TL;DR
This paper introduces AltChart, a large dataset and a multi-pretext task training method for improving chart summarization for visually impaired users, demonstrating enhanced model performance and accessibility.
Contribution
It presents a new dataset of 10,000 chart images with detailed summaries and a novel pretraining approach for vision-language models to improve chart understanding.
Findings
Achieved approximately 2.5% performance improvement with the new pretraining method.
Provided extensive evaluation of four chart summarization models.
Made dataset and code publicly available for research and development.
Abstract
Chart summarization is a crucial task for blind and visually impaired individuals as it is their primary means of accessing and interpreting graphical data. Crafting high-quality descriptions is challenging because it requires precise communication of essential details within the chart without vision perception.

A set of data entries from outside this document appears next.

PR #94, opened 2025-11-06
BN-201 | Refactor. Registration App Structure For Better Readability

sumaztwcode:
@bahmni/developers 
Kindly review the proposed changes. Your feedback is appreciated

### DIFF
--- a/apps/registration/src/components/forms/addressInfo/AddressInfo.tsx
+++ b/apps/registration/src/components/forms/addressInfo/AddressInfo.tsx
@@ -5,7 +5,14 @@ import {
   type AddressHierarchyEntry,
   type PatientAddress,
 } from '@bahmni-frontend/bahmni-services';
-import { useCallback, useImperativeHandle, useRef, useState } from 'react';
+import { useQuery } from '@tanstack/react-query';
+import {
+  useCallback,
+  useEffect,
+  useImperativeHandle,
+  useRef,
+  useState,
+} from 'react';
 import { AddressData } from '../../../models/patient';
 import type { AddressErrors } from '../../../models/validation';
 import styles from './styles/index.module.scss';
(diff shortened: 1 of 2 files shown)


apps/registration/src/components/forms/patientAdditionalInformation/styles/index.module.scss
```diff
@@ -0,0 +1,27 @@
+@use "@carbon/react/scss/spacing" as *;
+@use "@carbon/react/scss/theme" as *;
+@use "@carbon/react/scss/type" as *;
+
```
PratitiP: Instead of px and rem, can we use CDS spacing token. It will be consistent with other style files

apps/registration/src/components/forms/patientAddressInformation/PatientAddressInformation.tsx
```diff
@@ -0,0 +1,442 @@
...
+        window.clearTimeout(existing);
+      }
+
+      const id = window.setTimeout(async () => {
+        if (!searchText || searchText.length < 2) {
+          setSuggestions((prev) => ({ ...prev, [field]: [] }));
+          setShowSuggestions((prev) => ({ ...prev, [field]: false }));
+          return;
+        }
+
```
PratitiP: Can we use tanstack query here, istead of calling the service function directly

apps/registration/src/components/forms/patientContactInformation/PatientContactInformation.tsx
```diff
@@ -0,0 +1,84 @@
...
+    validate,
+    getData,
+  }));
+
+  return (
+    <div className={styles.formSection}>
+      <span className={styles.formSectionTitle}>
+        {t('CREATE_PATIENT_SECTION_CONTACT_INFO')}
+      </span>
+      <div className={styles.row}>
```
PratitiP: className={styles.phoneNumberField} can be directly passed to TextInput. 
I think extra div wrappers is not needed on both the textInput components

apps/registration/src/pages/createPatientPage/patientFormService.ts
PratitiP: patientFormService - as its just helping formatting or creating formData, can we put it in utils and name it differently. Service name feels like we are using service methods for API handling. 
suggestion - formDataCreator (something similar to clinical utils).

apps/registration/src/providers/RegistrationConfigProvider.tsx
```diff
@@ -0,0 +1,76 @@
...
+}
+
+export const RegistrationConfigProvider: React.FC<
+  RegistrationConfigProviderProps
+> = ({ children, initialConfig }) => {
+  const [registrationConfig, setRegistrationConfig] =
+    useState<RegistrationConfig | null>(initialConfig ?? null);
+  const [isLoading, setIsLoading] = useState(!initialConfig);
+  const [error, setError] = useState<Error | null>(null);
+
```
PratitiP: Leverage tanstack query for getRegistrationConfig query function. Then no need to maintain seperate states for error and loading explicitely.

PR #111, opened 2025-11-21
Add publish package workflow

arshiyaTW2021:


.github/workflows/publish-packages.yml
```diff
@@ -0,0 +1,245 @@
...
+          fi
+          
+          if echo "$AFFECTED" | grep -q "widgets"; then
+            echo "has_widgets=true" >> $GITHUB_OUTPUT
+          else
+            echo "has_widgets=false" >> $GITHUB_OUTPUT
+          fi
+
+  # Publish @bahmni/services (no dependencies)
+  # Note: PACKAGE_NAME is the scoped npm name, PACKAGE_PATH is the directory path
```
mohan-13: I see that the job steps are all duplicated. This will be hard to maintain we we start adding apps and packages

arshiyaTW2021: As a next step, I have modified this and removed duplicacies.

PR #112, opened 2025-11-21
BAH - 4244

sumaztwcode:
Kindly review. Items not covered in this include issues identified by Karthik during desk check - 
Middle Name - validation Error should not be happen for non-mandatory
LastName - (NOT REQUIRED), still showing last name is required.
Age fields - (—) are accepting
Birth Time validation (12:— —)


PratitiP (approved):
Validations can be extracted out in separate file and can be simplifies more. 
Styles can be optimised.
These enhancements can be taken later.

PR #119, opened 2025-11-27
BAH-4250 Additional Identifiers section under Registration

sumaztwcode:


apps/registration/src/components/forms/additionalIdentifiers/AdditionalIdentifiers.tsx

Many chart analysis methods, however, produce brief, unstructured responses that may contain significant hallucinations, affecting their reliability for blind people. To address these challenges, this work presents three key contributions: (1) We introduce the AltChart dataset, comprising 10,000 real chart images, each paired with a comprehensive summary that features long-context, and semantically rich annotations. (2) We propose a new method for pretraining Vision-Language Models (VLMs) to learn fine-grained chart representations through training with multiple pretext tasks,…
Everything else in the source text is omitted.